Deletes the request. The input param req is as follows:

req = {"schema-name":, "model_name": “file_name”:}

It returns 0 for success and -1 for error.

long uploadFile(char *bucket_info, char *key, char *fpath, insert_options iop);

long downloadFile(char *bucket_info, char *key, char *fname, char *fpath);

It downloads the file from the given bucket, key. It renames the file as "fname" and stores the file at "fpath" It returns 0 for success else -1 for error.

long getObject(char *bucket_info, char *key, char **data, long *datlen);

It gets the object(binary or otherwise) from the given bucket, key. It fills data with the object and sets the datlen as length or size of the object. It returns 0 for success else -1 for error.

int delFile(char *bucket_info, char *key);

This deletes the given file (key) from the given bucket (bucket_info). It returns 0 for success and -1 for error.

int delBucket(char *bucket_info);

This deletes the given bucket. It returns 0 for success and -1 for error.

LONG_T countBuckets();

This returns number of buckets else -1 for error.

int countSlices(char *bucket_info, char *key);

Since BRS (bangdb resource server) stores large files and objects in chunks, therefore we can count how many slices are there for the given file (key) by calling this function. It returns count of slices else -1 for error.

LONG_T countObjects(char *bucket_info);

This counts the number of objects in the given bucket else returns -1 for error.

char *countObjectsDetails(char *bucket_info);

This gives the details of all the objects in the given bucket(bucket_info) else returns NULL for error. Please note it may set error in the returned json value as well.

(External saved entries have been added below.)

PR #1405, opened 2022-09-06
Isacov Agent: fix miss assign signals in cover group declaration

AyoubJalali:


silabs-robin (approved):
Seems correct to me.
Nice catch.

JeanRochCoulon:
Thanks @AyoubJalali for this !

MikeOpenHWGroup (approved):

MikeOpenHWGroup:
Thanks @AyoubJalali!  I also tested this against the cv32e40x and these changes work there as well (as expected - it would be very confusing if they did not).

Although it is not directly relate to this PR, while looking at this I found a bug in `uvma_rvfi_instr_mon.sv` that only seems to affect Metrics DSIM.  See #1408.

PR #1411, opened 2022-09-07
Cv32e40x/merge dev to rel 69

silabs-robin:
Did this step of the merge procedure again, because it was requested that the "rvfi_trap struct" changes were included.
You can see from the 7 commits that there is not much that has changed.
Passes rel_check 100%, as the previous one did before.

(The next step after merging this is to do the manual merge of x and s into master, etc.)


silabs-hfegran (approved):
LGTM

PR #1413, opened 2022-09-08
Add more pmp configs

silabs-robin:
As the title says, this PR adds more PMP configs.
Adding these configs because we wanted more variation in regressions (specifically G = {0, 1, >1} to stimulate generate blocks).
The other configs are picked semi-arbitrarily, with regards to PMA configs and the nature of PMP behavior and CSRs etc.


MikeOpenHWGroup:
Thanks @silabs-robin, this LGTM at the implementation level.  I've requested a review from @silabs-hfegran because he will be in a position to review the actual definitions of the PMP configs.

silabs-hfegran (approved):
LGTM - and no impact on existing setup as far as I can see.

Issue #1414, opened 2022-09-08
ISACOV : incorrect passed arguments in get_instr_value_type() method


AyoubJalali:
Hello @JeanRochCoulon @ASintzoff ,
So I have notice some incorrect argument value in get_instr_value_type(bit[XLEN-1:0] value, int unsigned width, bit is_signed) for some C extension instruction,starting from https://github.com/openhwgroup/core-v-verif/blob/9962aebe36b339bf88ca7e1d8cb3143e10edbda4/lib/uvm_agents/uvma_isacov/uvma_isacov_mon.sv#L232 to https://github.com/openhwgroup/core-v-verif/blob/9962aebe36b339bf88ca7e1d8cb3143e10edbda4/lib/uvm_agents/uvma_isacov/uvma_isacov_mon.sv#L279 , the problem is in width argument, because the length given don't match with the length of the imm field extract using the get_field_imm() method https://github.com/openhwgroup/core-v-verif/blob/9962aebe36b339bf88ca7e1d8cb3143e10edbda4/lib/uvm_agents/uvma_isacov/uvma_isacov_instr.sv#L374 , but I think it match perfectly with get_data_imm(), so i propose to change the get_field_imm() with get_data_imm() in the ISACOV monitor, or we correct the width values to match with the get_field_imm().
Some of this instruction :
https://github.com/openhwgroup/core-v-verif/blob/9962aebe36b339bf88ca7e1d8cb3143e10edbda4/lib/uvm_agents/uvma_isacov/uvma_isacov_mon.sv#L234
https://github.com/openhwgroup/core-v-verif/blob/9962aebe36b339bf88ca7e1d8cb3143e10edbda4/lib/uvm_agents/uvma_isacov/uvma_isacov_mon.sv#L238
https://github.com/openhwgroup/core-v-verif/blob/9962aebe36b339bf88ca7e1d8cb3143e10edbda4/lib/uvm_agents/uvma_isacov/uvma_isacov_mon.sv#L244
https://github.com/openhwgroup/core-v-verif/blob/9962aebe36b339bf88ca7e1d8cb3143e10edbda4/lib/uvm_agents/uvma_isacov/uvma_isacov_mon.sv#L250 ...

MikeOpenHWGroup:
Hi @silabs-robin, can you have a look?  AFAICT, you are the author.

silabs-robin:
[...]

PR #1416, opened 2022-09-13
ISACOV: Fix issue #1414

AyoubJalali:
I replace the **get_field_imm** by **get_data_imm** method, and instead of passing constant argument of the **imm** field length (we can make some error in counting the field length),I used **$bits** to return automatically the length field. 
We can use the same logic for the rs1 & rs2, because in CVA6 rs1 & rs2 are 64bits length, but in CV32 are 32bits length.
I change also the signed field, instead of passing directlly the value, i used the type definition (**c_imm_is_signed**).

### DIFF
--- a/lib/uvm_agents/uvma_isacov/uvma_isacov_mon.sv
+++ b/lib/uvm_agents/uvma_isacov/uvma_isacov_mon.sv
@@ -213,70 +213,70 @@ function void uvma_isacov_mon_c::write_rvfi_instr(uvma_rvfi_instr_seq_item_c#(IL
 
   // Set enumerations for each immediate value (if applicable)
   if (mon_trn.instr.itype == B_TYPE)
-    mon_trn.instr.immb_value_type = mon_trn.instr.get_instr_value_type(mon_trn.instr.immb, 12, 1);
+    mon_trn.instr.immb_value_type = mon_trn.instr.get_instr_value_type(mon_trn.instr.immb, $bits(mon_trn.instr.immb), 1);
 
   if (mon_trn.instr.itype == S_TYPE)
-    mon_trn.instr.imms_value_type = mon_trn.instr.get_instr_value_type(mon_trn.instr.imms, 12, 1);
+    mon_trn.instr.imms_value_type = mon_trn.instr.get_instr_value_type(mon_trn.instr.imms, $bits(mon_trn.instr.imms), 1);
 
   if (mon_trn.instr.itype == U_TYPE)
-    mon_trn.instr.immu_value_type = mon_trn.instr.get_instr_value_type(mon_trn.instr.immu, 20, 0);
+    mon_trn.instr.immu_value_type = mon_trn.instr.get_instr_value_type(mon_trn.instr.immu, $bits(mon_trn.instr.immu), 0);
 
   if (mon_trn.instr.itype == I_TYPE)
-    mon_trn.instr.immi_value_type = mon_trn.instr.get_instr_value_type(mon_trn.instr.immi, 12, immi_is_signed[mon_trn.instr.name]);
+    mon_trn.instr.immi_value_type = mon_trn.instr.get_instr_value_type(mon_trn.instr.immi, $bits(mon_trn.instr.immi), immi_is_signed[mon_trn.instr.name]);
 
   if (mon_trn.instr.itype == J_TYPE)
-    mon_trn.instr.immj_value_type = mon_trn.instr.get_instr_value_type(mon_trn.instr.immj, 20, 1);
+    mon_trn.instr.immj_value_type = mon_trn.instr.get_instr_value_type(mon_trn.instr.immj, $bits(mon_trn.instr.immj), 1);
 
   if (mon_trn.instr.itype == CI_TYPE) begin
     case (mon_trn.instr.name)
-      C_ADDI:      mon_trn.instr.c_imm_value_type = mon_trn.instr.get_instr_value_type(mon_trn.instr.get_field_imm(), 6, 1);
-      C_NOP:       mon_trn.instr.c_imm_value_type = mon_trn.instr.get_instr_value_type(mon_trn.instr.get_field_imm(), 6, 1);
-      C_ADDI16SP:  mon_trn.instr.c_imm_value_type = mon_trn.instr.get_instr_value_type(mon_trn.instr.get_field_imm(), 10, 1);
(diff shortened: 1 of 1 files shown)


MikeOpenHWGroup:
Hi @silabs-robin, can you have a look?  Much of this code is more than a year old and was originally developed by Steve Richmond.  I notice that you have touched at least some of it in the past six months (no good deed goes unpunished).

lib/uvm_agents/uvma_isacov/uvma_isacov_mon.sv
```diff
@@ -213,70 +213,70 @@ function void uvma_isacov_mon_c::write_rvfi_instr(uvma_rvfi_instr_seq_item_c#(IL
...
   if (mon_trn.instr.itype == CI_TYPE) begin
     case (mon_trn.instr.name)
-      C_ADDI:      mon_trn.instr.c_imm_value_type = mon_trn.instr.get_instr_value_type(mon_trn.instr.get_field_imm(), 6, 1);
-      C_NOP:       mon_trn.instr.c_imm_value_type = mon_trn.instr.get_instr_value_type(mon_trn.instr.get_field_imm(), 6, 1);
-      C_ADDI16SP:  mon_trn.instr.c_imm_value_type = mon_trn.instr.get_instr_value_type(mon_trn.instr.get_field_imm(), 10, 1);
-      C_LWSP:      mon_trn.instr.c_imm_value_type = mon_trn.instr.get_instr_value_type(mon_trn.instr.get_field_imm(), 6, 0);
-      C_SLLI:      mon_trn.instr.c_imm_value_type = mon_trn.instr.get_instr_value_type(mon_trn.instr.get_field_imm(), 6, 0);
-      C_LI:        mon_trn.instr.c_imm_value_type = mon_trn.instr.get_instr_value_type(mon_trn.instr.get_field_imm(), 6, 1);
-      C_LUI:       mon_trn.instr.c_imm_value_type = mon_trn.instr.get_instr_value_type(mon_trn.instr.get_field_imm(), 18, 0);
+      C_ADDI:      mon_trn.instr.c_imm_value_type = mon_trn.instr.get_instr_value_type(mon_trn.instr.get_data_imm(), $bits(mon_trn.instr.get_data_imm()), c_imm_is_signed[mon_trn.instr.name]);
```
silabs-robin, line 232: Have you done some "printf debugging" to see what `$bits()` returns for these?
I might expect that `$bits(mon_trn.instr.get_data_imm())` would always return `32`.
If it always returns 32 then these compressed instructions would not be covered correctly.
The function returns an int, `function  int  uvma_isacov_instr_c::get_data_imm();`.

For the non-compressed instructions I think it looks nice. Good idea to use `$bits()` to avoid an extra step of potential human error.

We could consider adding fields for the various C-extension immediates, similar to how there exists fields like "immj" etc. (I don't remember why this was not done originally, and I don't know if it is a good idea, but I think it is worth considering.)

lib/uvm_agents/uvma_isacov/uvma_isacov_mon.sv
```diff
@@ -213,70 +213,70 @@ function void uvma_isacov_mon_c::write_rvfi_instr(uvma_rvfi_instr_seq_item_c#(IL
 
   // Set enumerations for each immediate value (if applicable)
   if (mon_trn.instr.itype == B_TYPE)
-    mon_trn.instr.immb_value_type = mon_trn.instr.get_instr_value_type(mon_trn.instr.immb, 12, 1);
+    mon_trn.instr.immb_value_type = mon_trn.instr.get_instr_value_type(mon_trn.instr.immb, $bits(mon_trn.instr.immb), 1);
```
silabs-robin, line 216: Should we make `immb_is_signed` etc? I don't know the pros/cons of it, I just see that some of these lines are missing `*_is_signed`.

AyoubJalali: @silabs-robin in the https://github.com/openhwgroup/core-v-verif/blob/cva6/dev/lib/uvm_agents/uvma_isacov/uvma_isacov_tdefs.sv file, we have only immi_is_signed definition, we don't have for other type like B_type or J_type.

lib/uvm_agents/uvma_isacov/uvma_isacov_mon.sv
AyoubJalali: I try size not working either, i think because of the **get_field/data_imm** method return int type, so if we want to use $size, we should change the return type of **get_field/data_imm** method.

AyoubJalali: I have an idea to create a method, called get_imm_size() that return the size of the field imm of different C extension.

AyoubJalali:
@silabs-robin I did some changes :
1- For compressed instructions, I used the **get_field_imm** and passed directly the length (easy to find in the spec),just for now (I have an idea but it will take some time).
2- For non-compressed instructions I keep the $bits function, and i used also for the rs1 & rs2 & rd, to improve the agent and make it more flexible to reused for other core with different XLEN (we can use also XLEN instead of $bits);
3- I notice there are some instructions like C_ANDI, C_SRLI also C_SRAI https://github.com/openhwgroup/core-v-verif/blob/9962aebe36b339bf88ca7e1d8cb3143e10edbda4/lib/uvm_agents/uvma_isacov/uvma_isacov_mon.sv#L270
https://github.com/openhwgroup/core-v-verif/blob/9962aebe36b339bf88ca7e1d8cb3143e10edbda4/lib/uvm_agents/uvma_isacov/uvma_isacov_mon.sv#L271
https://github.com/openhwgroup/core-v-verif/blob/9962aebe36b339bf88ca7e1d8cb3143e10edbda4/lib/uvm_agents/uvma_isacov/uvma_isacov_mon.sv#L272

are define in the B_TYPE, so there blown to I_TYPE so i correct that also.
Please review when you have the chance.

lib/uvm_agents/uvma_isacov/uvma_isacov_mon.sv
silabs-robin: I was thinking about maybe adding it. But it might be that we don't need it.

silabs-robin:
Hi. Sorry for my late reply. I added just a few more comments. Everything else looks good.

AyoubJalali:
@silabs-robin take your time that's fine

silabs-robin (approved):
Looks good, afaict :)

MikeOpenHWGroup:
Thanks for the review @silabs-robin, much appreciated.  @JeanRochCoulon, this PR looks good to me also, but you should be the one to give the final approval.

JeanRochCoulon (approved):

PR #1422, opened 2022-09-21
ISACOV: Make the isacov agent more flexible for different XLEN value

AyoubJalali:

### DIFF
--- a/lib/uvm_agents/uvma_isacov/uvma_isacov_tdefs.sv
+++ b/lib/uvm_agents/uvma_isacov/uvma_isacov_tdefs.sv
@@ -566,7 +566,7 @@ typedef enum {
   ZERO,     // For signed and unsigned values
   NON_ZERO, // For unsigned values
   POSITIVE, // For signed values
-  NEGATIVE  // For signed value
+  NEGATIVE  // For signed values
 } instr_value_t;  // TODO:ropeders should be "value_type_t"?
 
 // Package level methods to map instruction to extension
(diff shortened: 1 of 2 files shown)


lib/uvm_agents/uvma_isacov/uvma_isacov_tdefs.sv
```diff
@@ -725,7 +725,7 @@ function instr_type_t get_instr_type(instr_name_t name);
 endfunction : get_instr_type
 
 // Package level methods to map instruction to type
-function instr_group_t get_instr_group(instr_name_t name, bit[31:0] mem_addr);
```
silabs-robin, line 728: This uses XLEN for memory addresses. Is that functionally correct? I know of the names XLEN and ILEN, but I can't remember if there is a similar thing for the width of memory addresses, or if that is implicitly inherited from e.g. XLEN.

However, I see that the function only looks at the 2 LSBs. So maybe we could change that argument to something like `bit[1:0] mem_addr_lsbs`?

I only gave it a brief look so I don't know if what I propose is a good idea. What do you think?

silabs-robin:
Overall, this diff seems like a reasonable adjustment to me.

(Note that I am only familiar with 32-bit RISC-V, so I am unable to foresee implications of how the isacov structure will affect 64-bit coverage collection.)

AyoubJalali:
> Overall, this diff seems like a reasonable adjustment to me.
> 
> (Note that I am only familiar with 32-bit RISC-V, so I am unable to foresee implications of how the isacov structure will affect 64-bit coverage collection.)

I try to make the ISACOV more flexible, because for CVA6 we want to verify the 2 configuration (CV32A6 & CV64A6), for the fist configuration it seems like the CV32E (just modifying rvfi to manage 2 retire instructions), and for the CV64A6, we need to make some changes (Add some instructions & different XLEN & modifying the macro definition for toggling a 32 bits register to 64 bits register).

MikeOpenHWGroup:
Thanks for the discussion @AyoubJalali and @silabs-robin.  Based on Robin's comment (Overall, this diff seems like a reasonable adjustment to me) and that this PR only affects the CVA6, I will approve and merge.

We will need to look at this more closely when we merge up to the master branch.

long countModels(char *accountid);

This counts the models for a given account else returns -1 for error.

int getRefCount();

This returns reference count of all the references of theml_helper held by different objects.

// this is to test if brs is local to the BE server DB
bool isBrsLocal();

This is useful to know if brs (bangdb resource server) is local or remote. Mostly used by clients.

char *listObjects(char *bucket_info, char *skey = NULL, int list_size_mb = MAX_RESULTSET_SIZE);

This returns json string with the list of objects in a given bucket for a given key or for all keys (in case of skey is NULL). It may return NULL for error as well. list_size_mb defines the max size of the list, by default it would return 2MB of data or less.

// returns json with the name of buckets, else error 
{"access_key":"akey", "secret_key":"skey"}
char *listBuckets(char *user_info);

This returns the list of all buckets for the user given by user_info which looks like following:

{"access_key":"akey", "secret_key":"skey"}

It may return NULL as well in case of error

int closeBangDBMLHelper(bool force = false);

This closes the bangdb ml helper. Since reference count is maintained within the ml_helper therefore if force is set as false and there are open references then it would not close the ml_helper.

But if force is set to be true or number of references is 0 then it will close the ml_helper. It returns 0 for success else -1 for error.